Primero tomaremos Manhattan

El Real Madrid de Mourinho estaba en la morgue, tapado por una sábana y con una etiqueta prendida del dedo gordo del pie. Ya iban a incinerarlo, cuando, de pronto, el muerto se levantó -anda, coño, pero si era narcolepsia- y, contoneando las caderas como Freddy Mercury, se puso a cantar el We Are The Champions con un estrépito por el que hay testigos que aseguran que, en Cibeles, hubo pájaros que emprendieron el vuelo, por lo que pueda pasar a partir de ahora. Pájaros fueron precisamente los que Colón vio pasar la víspera del avistamiento de América, anunciándole la tierra, el final de las penalidades.

El madridismo necesitaba una noche como la de ayer para volver a instalarse en un olor a napalm que hace imperceptibles los tufos conspirativos. Este Madrí ya había ganado una Liga en el Camp Nou. Pero en lo de ayer hubo un matiz más demoledor para el Barcelona porque, en el choque de estilos, de equipos grandiosos jugando cada uno en la propia ley, prevaleció la fórmula del Real Madrid con una suficiencia desconocida desde los tiempos anteriores a Guardiola. El liderazgo de Xabi, que terminó exhausto, entre líneas. La presión adelantada, que dejó a Messi como para pintarle una cara a un balón y llamarlo Wilson. La solidaridad, la disciplina, sacrificios como el de Di María. Y los zurriagazos a la contra, con Cristiano ganando siempre las espaldas y creándose unos espacios desde los que hacerse un Enola Gay cuya bomba llevara pintado con tiza el recordatorio vengativo de todas las goleadas sufridas.
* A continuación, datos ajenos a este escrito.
PR #84, opened 2022-03-04
Improve `WebSocket`s example ahead of release

davesmith00000:
This work was started in preparation for the next release of Tyrian.

The `WebSocket` implementation has had a lot of work thanks to @gvolpe, and I knew there was going to be a lot of changes to make and land before the release.

The sandbox (a test project) had been updated to include the new changes, but it is quite messy in there (by its nature as as a smorgasbord of random functionality). So I first moved everything over to the existing websocket example, then I started cleaning it all up.

There are three things to look at here:

1. I've changed the `WebSocket.connect` methods to return a `Cmd[Msg]`, as I think the result is cleaner. The `Task` versions still exist in parallel as `connectTask`.
2. The example code base is now quite different from the `Sandbox` version. I think it's cleaner, but if anyone can see any other ways to further tidy it up and/or improve the `WebSocket` APIs themselves - speak now.
3. Part of the clean up resulted in making an `EchoSocket` ...thing. I'm wondering if this is a pattern work generalising?


hobnob (approved):

gvolpe:
That's very nice! I would make `connectTask` private, otherwise that would be confusing to users. Not sure if there's any value in making it public?

davesmith00000:
Agreed. I hadn't quite decided if they had any value being public, but I think you're right so I've made them private now, thanks.

PR #85, opened 2022-03-07
nix: add correct mill overlay

gvolpe:
Tiny change that overrides the `jre` version used by `mill` in the right way.


davesmith00000 (approved):
Thanks!

PR #86, opened 2022-03-28
Replace Task with Cats Effect 3

davesmith00000:
# What is this?

The `Task` implementation that Tyrian inherited from Scalm - despite being minimal - was pretty much fit for purpose. The JS runtime is not the JVM*, and the task implementation had the benefit of being pretty darn simple.

(* I am no expert on effect monad building or of comparing runtime environments, but even I can see that there are different concerns at play here, unless I'm very much mistaken...)

Swapping `Task` for `IO` has not been a fun exercise, but I've persisted. I don't actually think Tyrian is (yet) any better off for this change (and is arguably a good deal more complicated now) except hopefully eventually it will be in three specific ways.

1. Principle of least surprise - `Task` was an effect monad - no getting away from it - but it also didn't always behave in the expected way, and that was a bit confusing/frustrating at times.
2. Familiarity - Hopefully at the end of this process, you will be able to take your working CE3-compatible-effect-monad-of-choice knowledge and apply it here. It ought to work more or less like it would anywhere else.
3. Ecosystem - I suspect that _right now_, there is no significant CE3 (compatible) library ecosystem for Scala.js. But if there's going to be a Scala.js ecosystem at all for the pure FP enthusiasts, this is probably where it'll be (I think).

## Steps...?

- [x] Step 1: Swap `Task` for `IO` (just make it work...)
- [X] Step 2: Replace `IO` with the cats effect kernel typeclasses
- [X] Step 3: Reconsider how the runtime works
- [ ] ~~Step 4: Is it possible to reduce the amount of times I have to provide the full type params in sandbox?~~
- [X] Step 5: Make TyrianApp it's own project called `tyrian-io`
- [ ] ~~Step 6: Consider `tyrian-zio` and `tyrian-monix` if they have JS runtimes?~~ These libraries don't yet support Scala.js + Scala 3 + CE3

## Known things to fix/review...

- [x] Make the shape of the result types consistent across `Cmd`s / `Sub`s
- [x] Scaladocs... everywhere...
- [x] See if it works with all the examples
- [x] Might be good to offer standard encodings for things like callbacks, and maybe nicer construction options of `Sub`s.
- [x] Revisit the name 'observable' everywhere...
- [x] Ensure the final API's remain friendly and quick to get up to speed with.
- [x] Check for TODO's!

## Testing to add - may need JSDom...

- [ ] `RandomTests` - bring back to life
- [ ] `CmdHelper` - `cmdToTaskList` (rename to flatten?)
- [ ] `SubHelper` - `flatten`, `aliveAndDead`, `findNewSubs`, and `toRun` too maybe?
- [ ] `Sub` removal when dead

### Step 1

I'm not saying this is good code, and clearly I've just commented out loads of tests, and I haven't tested everything, and it's horribly inconsistent, and it's probably not good CE3 code... in fact it's kind of a mess... but it works. In this first step, I've tried not to deviate from the original runtime design too much for now to reduce moving parts.

### Steps 2 & 3

So it's turns out, these were in the wrong order. I had a big false start and spent a week banging my head off my monitor. Then in one night I threw all my work away, re-worked the runtime moving the effects to the edge, and swapping in `Async` for `IO` was then a piece of cake. The runtime is still very side-effect-y... but I don't care.

### Step 5

This was nice and easy, I moved the `TyrianApp` to a `tyrian-io` artefact that I'll publish separately. This means `tyrian` itself (and the bridge) are only dependant on the cats effect kernel - theoretically able to support any compatible effect type. I did a small enhancement makeing a `TyrianAppF` trait that the `IO` bound version extends. This means for any future effect monad implementations, we only have to add a single new effect-type-bound module that is just one function long.

In practice (at the time of writing), the only effect monad that is published for CE3 + Scala 3 + Scala.js _is_ `IO`. But I'm sure that'll change eventually.

### (Step 6 - not needed)


davesmith00000:
(FYI @gvolpe)

davesmith00000:
I simultaneously would like this over and done with, but also it's a bit of a learning journey for me so I don't want too much assistance at the moment. I'll reach out to someone if I get stuck, or if I think I'm done and want a second pair of eyes from someone who knows what they're doing.

davesmith00000:
Thanks @armanbilge. 👍 

Bit of crossed wires there due to me not being clear originally, sorry about that. I'm personally not interested in an ecosystem of things. However, one of the arguments people have made to me, in support of the case for Cats Effect in Scala.js, is that there is some ecosystem of libraries they can take advantage of. I have no idea what that would be in the browser, and it leads me to suspect that they really mean for use with Scala.js based AWS Lambdas or something. But who knows. 🙂

davesmith00000:
I've broken the back of this now. Finally. It's been a very unpleasant week.

davesmith00000:
# Quick migration notes:

## Deps

Update:
`"io.indigoengine" %%% "tyrian" % tyrianVersion` -> `"io.indigoengine" %%% "tyrian-io" % tyrianVersion`

Add:
`"org.typelevel" %%% "cats-effect" % "3.3.8"`

## New imports needed

`import cats.effect.IO`

## Syntax/API changes:

`Cmd.Empty` -> `Cmd.empty`
`Sub.Empty` -> `Sub.empty`

`Cmd.SideEffect { () => println("hello") }` -> `Cmd.SideEffect { println("hello") }`

`resultToMessage` used to be: `Either[Error, Value] => Msg`
Most are now: `Value => Msg`
The expectation is that most 'values' are now enums / ADTs / your type of choice.

`Task` removed completely. Use `Cmd.Run` to run some `IO`.

`Sub.ofTotalObservable` and `Sub.OfObservable` removed. Use `Sub.Observe`. This takes a `String` id, a `toMsg: A => Msg` and an 'observable'. The observable is really a callback with a function that has a way to cancel/close/remove the thing producing events.

The type is: `F[(Either[Throwable, A] => Unit) => F[Unit]]` where the `(Either[Throwable, A] => Unit)` is a callback, and the `F[Unit]` is the cancel function.

Example from the Mario demo making a `Sub[IO, Double]` for listening to `requestFrameAnimation`:

```scala
val observable =
  IO.delay { (callback: Either[Throwable, Double] => Unit) =>
    var handle = 0
    def loop: Double => Unit = time => {
      callback(Right(time))
      handle = dom.window.requestAnimationFrame(loop)
    }
    handle = dom.window.requestAnimationFrame(loop)
    IO.delay(dom.window.cancelAnimationFrame(handle))
  }

Sub.Observe(
  "requestAnimation",
  observable,
  identity
)
```

## Type annotations:

You'll see this a lot... you need to add type annotations.
`Error: "Could not find an instance of Monad for F"`

Examples:

- `Cmd[Msg]` -> `Cmd[IO, Msg]`
- `Sub[Msg]` -> `Sub[IO, Msg]`
- `Sub.every(1.second, "clock-ticks").map(Msg.apply)` -> `Sub.every[IO](1.second, "clock-- ticks").map(Msg.apply)`
- `TyrianIndigoBridge[A]` -> `TyrianIndigoBridge[IO, A]`
- `TyrianSubSystem[A]` -> `TyrianSubSystem[IO, A]`
- `Sub.fromEvent[KeyboardEvent, KeyboardEvent]` -> `Sub.fromEvent[IO, KeyboardEvent, KeyboardEvent]`
- `WebSocket` -> `WebSocket[IO]`
- `Logger.info` -> `Logger.info[IO]`

davesmith00000:
Hi @armanbilge and @gvolpe,

No pressure, there is a lot here, but if you felt like looking over this for any obvious improvements I could make, now would be a good time as I won't get to work on this for a couple of days (probably).

I've got some more testing to add / fix, but I think its otherwise nearly done. A fresh pair of eye's couldn't hurt! I've added some migration notes as a comment so you can see what the changes mean to the end user currently.

Thanks in advance - again if you're busy don't worry. 😄

davesmith00000:
Thanks @armanbilge - there's some stuff to ponder in there and I'll have to come back later when I have some more time.

I did try a range of formulations of this - in an amateurish, cargo-cult-y, bumbling sort of way. 😄  It's not lost on me that my encoding of the callback is very similar to `Async[F].async` for example. There are problems though, off the top of my head:

1. The _current_ lifecycle of the runtime doesn't map neatly onto how you might like to use something like fs2 (I think), and re-organising it is probably a job for a separate PR.
2. Many of the examples I've seen use things like `Resource`, but that doesn't have the right lifecycle either, it opens, uses, and closes (or uses forever). What I need is open, use for a while, maybe forever, maybe close later when _I_ want to not (only) when some notional fiber is cancelled.
3. I realise I could use less powerful typeclasses, but got bored of the compiler blowing up while I was working it out, should probably revisit now it's stable. 👍  (I like the idea of being able to bring back pure elements, not sure how that plays with the Cmd/Sub flattening process. Might be fine? We'll see.)

The problem with the current runtime (which works perfectly well, but is just a bit OO-y) eventually is that a msg callback basically re-triggers the whole process (unlike Indigo, which is simpler and stricter) so you end up with a nested situation where you need to run the thing from inside yourself. Ah ha! I hear you cry! Just flatMap and pass the thing to run back out! Sounds right, then you need something like a mutable channel or queue you can keep feeding messages into, and then you need to run again whenever there is more to do. I feel certain this must be doable (without polling? surely?) but again, not a use case I could find a reasonable example of. There are _endless_ examples of fs2/cats-effect running a queue where people offer and take to/from it _within the same for-comp_ (when is that noddy example really useful I wonder?), but nothing I could see about doing that out of band. I'm sure you can do that, but I need a lot more free time to work out how to do it. It feels like another documentation gap. I can see from all the docs how to use fs2 linearly - piece of cake - but I'm struggling to find good references to how one uses it as the basis of a long running stateful application. Again I know it must be possible because Http4s does it right? But the Http4s code base is not a friendly reference point for such things.

Most of this boils down to me being too time poor to just sit and absorb the available tools in all their depth and glory, I realise. And as I result I find I lose my usual optimistic disposition and end of moaning a lot. I manage to find a couple of hours a day to myself - max - and I want to make progress in every minute, which makes the brick-wall learning curve of CE/FS2 for lib/application building... off-putting ..I'll try and stop moaning. 😅

davesmith00000:
I'm leaving that comment there for posterity, but retracting it. I feel like I'm just moaning. I appreciate the feedback @armanbilge - thank you.

armanbilge:
Oh, I was just finishing up a response 😅 fwiw I thought it was all reasonable :) This was what I was going to say.

---

Yep, I assumed it had a lot to do with the runtime which I fortuitously avoided in my review 😉 

I guess focusing specifically on this:
```scala
val observable: F[(Either[Throwable, A] => Unit) => F[Unit]] = ???
```

I assume you use it roughly something like this:
```scala
val myCallback: Either[Throwable, Whatever] => Unit = ???
for
  subscribe <- observable // get the subscription
  cancel <- F.delay(subscribe(myCallback)) // start the subscription with the callback
  // do stuff
  _ <- cancel // ok, time to cancel it
yield ()
```

I think this is roughly equivalent to:
```scala
val observable: Stream[F, A] = ???
val myCallback: Either[Throwable, A] => Unit = ???
for
  // get a stream of errors or As, invoke the cb for each, run this in a fiber
  fiber <- observable.attempt.foreach(x => F.delay(myCallback(x))).compile.drain.start
  // do stuff
  _ <- fiber.cancel
yield ()
```

The point being, even if the runtime needs another PR(s) worth of iteration, hopefully user APIs don't need to know about that :)

> I'm struggling to find good references to how one uses it as the basis of a long running stateful application.

Yeah, that's a good question. I wonder if this would be a helpful example for you.
https://github.com/djspiewak/kitteh-redis
But also, you should ask on the Discord :)

> absorb the available tools in all their depth and glory

Yes, this really just takes time and practice and code reviews which might put you into to new and better patterns for common problems. They are overwhelmingly powerful APIs, particularly fs2 and it's just impossible to fit it all in your head 😅

gvolpe:
I will have a proper look shortly, but I feel a lot of comments from @armanbilge are spot on. I can try checking out the branch and see if I can help with the observable design, that's an interesting one :)

I learned a bit by using both Elm and Tyrian, so perhaps I can offer some help.

davesmith00000:
Regarding:
> I assume you use it roughly something like this:

So following the comments in the code example there, you've got:

1. Grab the subs
2. Run them
3. Do some stuff to get a result
4. Cancel.

And that all happens in one go.

But that's not what Tyrian actually does. It does (1) and (2), then the doing stuff happens until the user decides to stop them by removing the sub, in the meantime the 'cancel' operation has been stored so that if and when the user does remove it, it can be invoked.

Contrived example:

- A web app developer attaches a mouse move listener to the window in order to draw a custom cursor or something.
- In the app's options, the end user decides to disable custom cursors (maybe the option is the for performance reasons), so the app's code removes the mouse move sub from the subs list based on the options stored in the model state, i.e. it just returns a different / changed list of subs.
- The subs list (`def subscriptions`) is stateless, which means that in the runtime every time the model changes, we have to work out a diff of new subs in the list versus known active subs (which are stored mutably), and call the cancel function (which we also stored away as `sub id: String => cancel: F[Unit]`) on any running subs that are no longer in the active list.

Does that help?

armanbilge:
Right, sorry, my "do stuff" was a bit too vague but basically you can do whatever you want there. E.g
```scala
val observable: Stream[F, A] = ???
val myCallback: Either[Throwable, A] => Unit = ???
for
  fiber <- observable.attempt.foreach(x => F.delay(myCallback(x))).compile.drain.start
  _ <- storeSubCancel(key, fiber)
  // do stuff
yield ()
```

Somewhere else in the program:
```scala
for
  // doing stuff
  // oops, time to cancel it!
  fiber <- getSubCancel(key)
  _ <- fiber.cancel
yield ()
```

davesmith00000:
> Yeah, that's a good question. I wonder if this would be a helpful example for you.
> https://github.com/djspiewak/kitteh-redis

That is very good, yes. Thanks for sharing. 🙏 

The data flow is pretty much what I had in mind when I was scratching around, and is really very close to what I need. I don't understand all of it yet (just reading on github), but the missing puzzle piece I couldn't find in my own earlier attempts is somewhere in the [`Network` bit](https://github.com/djspiewak/kitteh-redis/blob/main/src/main/scala/kitteh/Server.scala#L281). Essentially where the `Network` keeps listening for events in order to feed them (via the command eval) back into the main stream to the acted upon _after_ the main resource / stream has been initially evaluated to produce the server.

My suspicion is that I can make something very similar once I understand it, it's just that I'll need to break the current runtime organisation to do so by essentially having all listeners post to a sort of proxy which then feeds into the stream.

I'll clone the repo later and have a proper poke around with my IDE. 👍

armanbilge:
> having all listeners post to a sort of proxy which then feeds into the stream.

Sounds like the infamously undocumented Channel 😆

davesmith00000:
Update:
Tyrian is now using FS2 under the hood, I've taken on a bunch of the review points, particularly the one about making the `F` in `Cmd`/`Sub` covariant - much better.
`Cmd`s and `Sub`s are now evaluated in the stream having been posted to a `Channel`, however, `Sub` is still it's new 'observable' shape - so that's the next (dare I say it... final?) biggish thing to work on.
PR #91, opened 2022-04-21
Swap `dom.HashChangeEvent` for internal facade

armanbilge:
Noticed this, so I was going to upstream it into scala-js-dom ... but then I discovered that it was already there :)


davesmith00000 (approved):
LGTM!

PR #92, opened 2022-04-21
Fixed #90: Rename Sub/Cmd Empty to None

### LINKED ISSUE #90: Rename Cmd/Sub Empty to None
Empty is a weird term, and I notice Elm uses None there instead which makes more sense.

davesmith00000:


hobnob (approved):
👍

PR #94, opened 2022-04-21
Fixed #87: Update to M => Msg => (M, Cmd[F, Msg])

### LINKED ISSUE #87: Change update to `Model => Msg => (Model, Cmd[F, Msg])`
The only thing you ever do in `update` is match on the Msg type... so a better formulation than the current:

```scala
def update(msg: Msg, model: Model): (Model, Cmd[F, Msg])
```

would be

```scala
def update(model: Model): Msg => (Model, Cmd[F, Msg])
```

davesmith00000:


davesmith00000:
@hobnob, what do you think of this?

hobnob (approved):
Looks good :-)

hobnob:
Generally looks good - but the build is failing in CI... so long as you're happy that's not a problem, I'm happy :-)

PR #99, opened 2022-05-06
Conversion to use scala-js-snabbdom

davesmith00000:
This is a WIP PR that replaces snabbdom with [scala-js-snabbdom](https://github.com/buntec/scala-js-snabbdom).

Currently it doesn't quite work - very close - but not quite.


tyrian/js/src/main/scala/tyrian/runtime/TyrianRuntime.scala
```diff
@@ -139,36 +138,51 @@ final class TyrianRuntime[F[_]: Async, Model, Msg](
...
+            (n, (e: dom.Event) => onMsg(msg.asInstanceOf[dom.Event => Msg](e)))
           }
 
-        h(name, obj(props = props, attrs = as, on = events))(childrenElem: _*)
+        val data: VNodeData =
+          VNodeData.builder
+            .withProps(props: _*)
+            .withAttrs(as: _*)
+            .withOn(events: _*)
+            .build
```
davesmith00000, line 160: This I don't like. I can't provide nice collections, and I have to use this funky builder thing. I want to just do:
```scala
VNodeData.empty.withProps(props)
```
Where props is a `List`|`Array`|`js.Array`|`Whatever`.

tyrian/js/src/main/scala/tyrian/runtime/TyrianRuntime.scala
```diff
@@ -139,36 +138,51 @@ final class TyrianRuntime[F[_]: Async, Model, Msg](
...
+        EventListeners.module,
+        Dataset.module
+      )
     )
 
   def render(oldNode: Element | VNode, model: Model): VNode =
-    patch(oldNode, toVNode(view(model)))
+    oldNode match
+      case em: Element => patch(em, toVNode(view(model)))
+      case vn: VNode   => patch(vn, toVNode(view(model)))
```
davesmith00000, line 185: Would be nice is patch accepted `Element | VNode`, since they are both valid.

tyrian/js/src/main/scala/tyrian/runtime/TyrianRuntime.scala
```diff
@@ -139,36 +138,51 @@ final class TyrianRuntime[F[_]: Async, Model, Msg](
...
-
-        val props =
-          js.Dictionary(attrs.collect { case Property(n, v) => (n, v) }: _*)
+          }
 
-        val events =
-          js.Dictionary(attrs.collect { case Event(n, msg) =>
-            (n, fun((e: dom.Event) => onMsg(msg.asInstanceOf[dom.Event => Msg](e))))
-          }: _*)
+        val props: List[(String, PropValue)] =
```
davesmith00000, line 147: `PropValue` is an alias to.. `Any`? I realise props can be numbers or strings or booleans, but in HTML land they're all strings in fact? Because they're written into attributes? Might be fine, feels odd.

davesmith00000:
FAO: @buntec and @armanbilge

Nearly! It nearly works! Well done! 👏

tyrian/js/src/main/scala/tyrian/runtime/TyrianRuntime.scala
davesmith00000: I think the thing here is: Someone mad enough to use this lib directly would benefit from the set up you have here. If you're building a library on top of it though, it's just inefficient. Though to be fair if efficiency is my concern, I just probably just use the main constructor or do a single `VnodeData.empty` and... set the `vars`?

tyrian/js/src/main/scala/tyrian/runtime/TyrianRuntime.scala
armanbilge: No, I don't think so actually. Props and attributes are different. Of course parseable HTML can only be expressed with attributes, but from JS APIs you'd set the props as their native values.

tyrian/js/src/main/scala/tyrian/runtime/TyrianRuntime.scala
armanbilge: I agree with you on this one. At the very least it's worth offering the alternate constructor.

> Though to be fair if efficiency is my concern, I just probably just use the main constructor or do a single `VnodeData.empty` and... set the `vars`?

I'd be shocked if the Scala.js optimizer doesn't inline this to the same thing. Actually, we can make this explicit by adding `@inline` annotations. It's a mutable builder so it's just friendly syntax for setting the `vars` on a `VNodeData.empty`.

tyrian/js/src/main/scala/tyrian/runtime/TyrianRuntime.scala
davesmith00000: Yep fair enough, I think I was just a bit taken aback to see the Any, but it may be unavoidable.

tyrian/js/src/main/scala/tyrian/runtime/TyrianRuntime.scala
```diff
@@ -139,36 +138,51 @@ final class TyrianRuntime[F[_]: Async, Model, Msg](
...
+          attrs.collect { case Property(n, v) => (n, v) }
 
-        val childrenElem: List[VNodeParam] =
-          children.map {
-            case t: Text            => VNodeParam.Text(t.value)
-            case subHtml: Html[Msg] => VNodeParam.Node(toVNode(subHtml))
+        val events: List[(String, dom.Event => Unit)] =
+          attrs.collect { case Event(n, msg) =>
+            (n, (e: dom.Event) => onMsg(msg.asInstanceOf[dom.Event => Msg](e)))
           }
```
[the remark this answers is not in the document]
armanbilge: Ouch, that's really weird. I wonder if we haven't ported a test covering this yet, or it's just not covered by the snabbdom suite.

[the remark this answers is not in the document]
davesmith00000: Or I'm not using it right. 😅 
Mostly this is a blind port of the original implementation I inherited. I'm always prepared to accept that this might be me. 😉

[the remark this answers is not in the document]
armanbilge: We are probably just missing the tests :) I'd guess they're covered by this suite which we have yet to port.
https://github.com/snabbdom/snabbdom/blob/fed2f31b8990258839e4547b967d3d9f21a94032/test/unit/eventlisteners.ts

build.sbt
```diff
@@ -93,9 +93,10 @@ lazy val tyrian =
     .jsSettings(
       commonJsSettings,
       libraryDependencies ++= Seq(
-        "org.scala-js"  %%% "scalajs-dom"        % Dependancies.scalajsDomVersion,
-        "org.typelevel" %%% "cats-effect-kernel" % Dependancies.catsEffect,
-        "co.fs2"        %%% "fs2-core"           % Dependancies.fs2
+        "org.scala-js"      %%% "scalajs-dom"        % Dependancies.scalajsDomVersion,
+        "org.typelevel"     %%% "cats-effect-kernel" % Dependancies.catsEffect,
+        "co.fs2"            %%% "fs2-core"           % Dependancies.fs2,
+        "com.github.buntec" %%% "scala-js-snabbdom"  % "0.0-29f78bf-SNAPSHOT"
```
armanbilge, line 99:
```suggestion
        "io.github.buntec" %%% "scala-js-snabbdom"  % "0.0-1c017a3-SNAPSHOT"
```

You'll also need to add:
```scala
resolvers +=
  "Sonatype S01 OSS Snapshots" at "https://s01.oss.sonatype.org/content/repositories/snapshots"
```

tyrian/js/src/main/scala/tyrian/runtime/TyrianRuntime.scala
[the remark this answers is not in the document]
armanbilge: Hopefully should be fixed as of https://github.com/buntec/scala-js-snabbdom/pull/15.

build.sbt
davesmith00000: That is not [published](https://s01.oss.sonatype.org/content/repositories/snapshots/com/github/) it seems, but I'll try a local publish again.

armanbilge: The group id changed `com.github.buntec` -> `io.github.buntec`.

https://s01.oss.sonatype.org/content/repositories/snapshots/io/github/buntec/scala-js-snabbdom_sjs1_2.13/0.0-1c017a3-SNAPSHOT/

davesmith00000: Sorry - my bad - you changed the group to `io`...

davesmith00000: Updated, that does indeed appear to fix the issues. 😄

build.sbt
```diff
@@ -93,9 +95,10 @@ lazy val tyrian =
     .jsSettings(
       commonJsSettings,
       libraryDependencies ++= Seq(
-        "org.scala-js"  %%% "scalajs-dom"        % Dependancies.scalajsDomVersion,
-        "org.typelevel" %%% "cats-effect-kernel" % Dependancies.catsEffect,
-        "co.fs2"        %%% "fs2-core"           % Dependancies.fs2
+        "org.scala-js"     %%% "scalajs-dom"        % Dependancies.scalajsDomVersion,
+        "org.typelevel"    %%% "cats-effect-kernel" % Dependancies.catsEffect,
+        "co.fs2"           %%% "fs2-core"           % Dependancies.fs2,
+        "io.github.buntec" %%% "scala-js-snabbdom"  % "0.0-1c017a3-SNAPSHOT"
```
armanbilge, line 101:
```suggestion
        "io.github.buntec" %%% "scala-js-snabbdom"  % "0.1.0-M2"
```

https://repo1.maven.org/maven2/io/github/buntec/scala-js-snabbdom_sjs1_3/0.1.0-M2/

davesmith00000:
The build is failing, but it's failing for the same reason `main` branch is failing, and that will be resolved via the other open PR.

Have decided to be brave and release Tyrian against `scala-js-snabbdom` `0.1.0-M2`.

What could possibly go wrong? 😁

PR #109, opened 2022-06-06
Fix Body constructors

chuwy:
Presumably it should be working as:

```scala
Body.json("{}")
```

whereas currently it works only as:

```scala
Body.Empty.json("{}")
```

No tests seem to be affected.


davesmith00000:
Well spotted! Will merge soon. Thanks. 😄

davesmith00000 (approved):
👍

Justo cuando todo evocaba presentimientos terminales, el Madrí cuajó como nunca la ley del juego en la que quiso iniciarlo Mourinho. La goleada cierra un círculo penitente que se abrió con el 5-0 del primer Clásico. Después de tantos meses de resonar las carcajadas de los gurús, el Real Madrid cauteriza aquella bofetada fundacional a la que siguieron clásicos terribles, trabados, intensísimos, propios de un mundo en el que sólo hubiera comida para una tribu. Derrotado en San Siro y en casa, partidos ambos en los que no acudió Messi al rescate para compensar las fallas estructurales, el Barcelona entra en un periodo de zozobra psicológica en el que acaso haya que empezar a hacerle el reconocimiento de la impronta que dejará. La vuelta contra el Milan podría ser, en ese sentido, un empezar a ser posteridad, como Di Stéfano, el gol de Maradona a los ingleses o el Liverpool de Shankly. Si hay un hueco por ocupar, recuerde el madridismo que fue con Mourinho cuando su equipo aguantó el empuje colosal del gran Barcelona, le quitó tres competiciones, dos de ellas en el mismo Camp Nou, y quedó en posición, a pesar del incomprensible gatillazo en Liga, de diseñar una nueva hegemonía.

Porque el Real Madrid, resucitado cuando le componíamos oraciones fúnebres para la fe y el orgullo, inaugura una inercia nueva con la que aproa Manchester con unas expectativas que permiten adaptar la letra de Cohen: «Primero tomaremos el Camp Nou, y luego tomaremos Old Trafford».